Дальнейшее было как в тумане. С кем-то он пил эту бутылку коньяка… С кем? Черт его знает. Куда делись мандарины? Почище, чем загадка Сфинкса.
Что самое интересное, очнулся он в квартире у Ольги, скромной забитой девушки, с которой вместе учился на журфаке и потом работал в ТАСС. Он не видел Ольгу уже несколько лет и почти забыл о ее существовании… Он, но не его ноги. Он добрался сюда на автопилоте. Правда, утром оказалось, что и у Ольги произошли перемены. Она стала заместителем главного редактора журнала «Лиза». Все изменилось. Все. Вроде та же квартирка, но с дорогим ремонтом. И мебель расставлена так же, но совсем другая мебель: красивая и добротная. Вроде и ковры лежат на тех же местах, но… Это были уже не те вытоптанные половички, на которых они, бывало, занимались любовью, если не успевали добраться до продавленного дивана. Да и Ольга… Постройнела, похорошела… Помолодела, словно опровергая все законы природы.
«А я, – подумал Мезенцев, – все эти годы только старел. Только старел…» Он поплелся в ванную, с отвращением посмотрел в зеркало. Правый глаз подбит (с левшой он, что ли, подрался?), губа распухла, в носу засохла кровь… Да…
На столе лежала записка. «Вернусь вечером. Еда в холодильнике. Ключи на столе». На столе действительно лежали ключи.
Мезенцев долго смотрел на них, тупо соображая, зачем ему могут понадобиться эти ключи. Наконец понял, что… Они ему не понадобятся.
Он приписал на том же листке: «Спасибо. Ты вернешься вечером, а я уже не вернусь. Извини. Или радуйся. Разберешься сама. Ключи оставлю у соседки».
Он так и сделал. Не в его характере было возвращаться. А в нынешней ситуации это было бы просто глупо.
Далее последовал развод с Натальей.
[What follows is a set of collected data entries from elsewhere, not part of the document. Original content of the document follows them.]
PR #798, opened 2020-07-14
Remove cgmath dependency in example 02

### LINKED ISSUE #797: cgmath dependency in example 02
**Describe the bug**
the [example 02](https://github.com/ggez/ggez/blob/master/examples/02_hello_world.rs) needs the cgmath crate when it could simply use ggez's nalgebra.

**To Reproduce**
Run the copde without cgmath installed.

**Expected behavior**
Examples should be as painless as possible to run.

**Hardware and Software:**
 - ggez version: master

tlebrize:
changed cgmath's depency to use ggez's nalgebra instead. Fixes #797

### DIFF
--- a/examples/02_hello_world.rs
+++ b/examples/02_hello_world.rs
@@ -1,11 +1,11 @@
 //! Basic hello world example.
 
-use cgmath;
 use ggez;
 
 use ggez::event;
 use ggez::graphics;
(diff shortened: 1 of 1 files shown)


icefoxen:
Looks fine, but it's been taken over by more recent changes.  Thank you anyway!

PR #819, opened 2020-09-25
Replace gravity-sim-v2 on the projects list with SIMple Physics

mkhan45:
I renamed the repo so the link was broken, and I think it's better to link to the website anyway. Thanks!


icefoxen:
Great, thanks for the update!

PR #821, opened 2020-09-26
Add semeion to the list of projects

gliderkite:
All the examples of `semeion` are built with `ggez`, as well as the linked `formicarium` project.


icefoxen:
Awesome, thank you.

PR #310, opened 2026-04-24
309 make user taxonomy filter json format consistent

### LINKED ISSUE #309: Make user taxonomy filter JSON format consistent
User defined taxonomy filters are stored as hashes in the efi-web database.  Update the user defined taxonomy filtering code to support a hash rather than requiring the user defined filter to be nested in an array.

nilsoberg:
This PR standardizes the JSON format used for the user taxonomy filter across the EST toolset. Previously, there were inconsistencies in how taxonomy data was structured between the frontend input and the backend processing scripts, which could lead to issues during job submission or pipeline execution.

* Updated the JSON schema for taxonomy filters to ensure a consistent structure across front and back ends
* Updated filter_ids process to accept taxonomy filter file (necessary for proper staging)

### DIFF
--- a/docs/source/lib/EFI/Import/Filter/Taxonomy.pm.rst
+++ b/docs/source/lib/EFI/Import/Filter/Taxonomy.pm.rst
@@ -26,8 +26,8 @@ taxonomic classification.
 JSON FILE FORMAT
 ================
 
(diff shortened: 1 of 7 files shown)


rbdavid (approved):
This clarifies what structure the job_manager needs to handle. Thanks!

Быстрый и почти безболезненный.
В здание суда Наталью привез какой-то хмырь на «мерседесе».
«Наконец нашла мне достойную замену. Ну и слава богу!»
Однако все было совсем не слава богу. Его мучило какое-то дурацкое чувство. Что-то вроде зависти. Почему она так легко пережила их разрыв, который на самом деле давно уже произошел? Выходит, она ни о чем не жалеет? Значит, я действительно был для нее обузой? Тогда получается, что я ничего не стою? И она во всем права?
Что это было? Уязвленное самолюбие? Не совсем так. Это не самолюбие. Это… Выражаясь пафосно – «переоценка значения собственной личности под воздействием внешних обстоятельств». И эти обстоятельства недвусмысленно указывали на то, что… Что на самом-то деле он – дерьмо. Обычное дерьмо, возомнившее о себе невесть что. А те люди – с ловкими и быстрыми руками… Может, они и впрямь – «люди дела»? А я – ленивый бездельник, к тридцати пяти годам не сумевший скопить даже на подержанный «мерседес»? Может, они правы?
От этих мыслей Мезенцеву делалось тоскливо. Он продал весь товар, место на вещевом рынке и с удивлением отметил, что у него есть кое-какие деньги. Не бог весть что, но на первое время хватит.
Квартиру он оставил Наталье. А себе снял скромную конуру в Протвино. Он хотел уехать туда, где его никто не знал. Не знал и не лез бы в душу – с расспросами и откровенными разговорами.
Здесь-то он и запил. Загудел, как неисправный трансформатор. И это продолжалось целый год, пока однажды он не обнаружил себя сидящим за старенькой пишущей машинкой и что-то печатающим на дешевой писчей бумаге.
Оказалось, это был роман. Откровенно слабый и откровенно идиотский. Мезенцев долго хохотал, перечитывая его. А потом безжалостно жег страницы.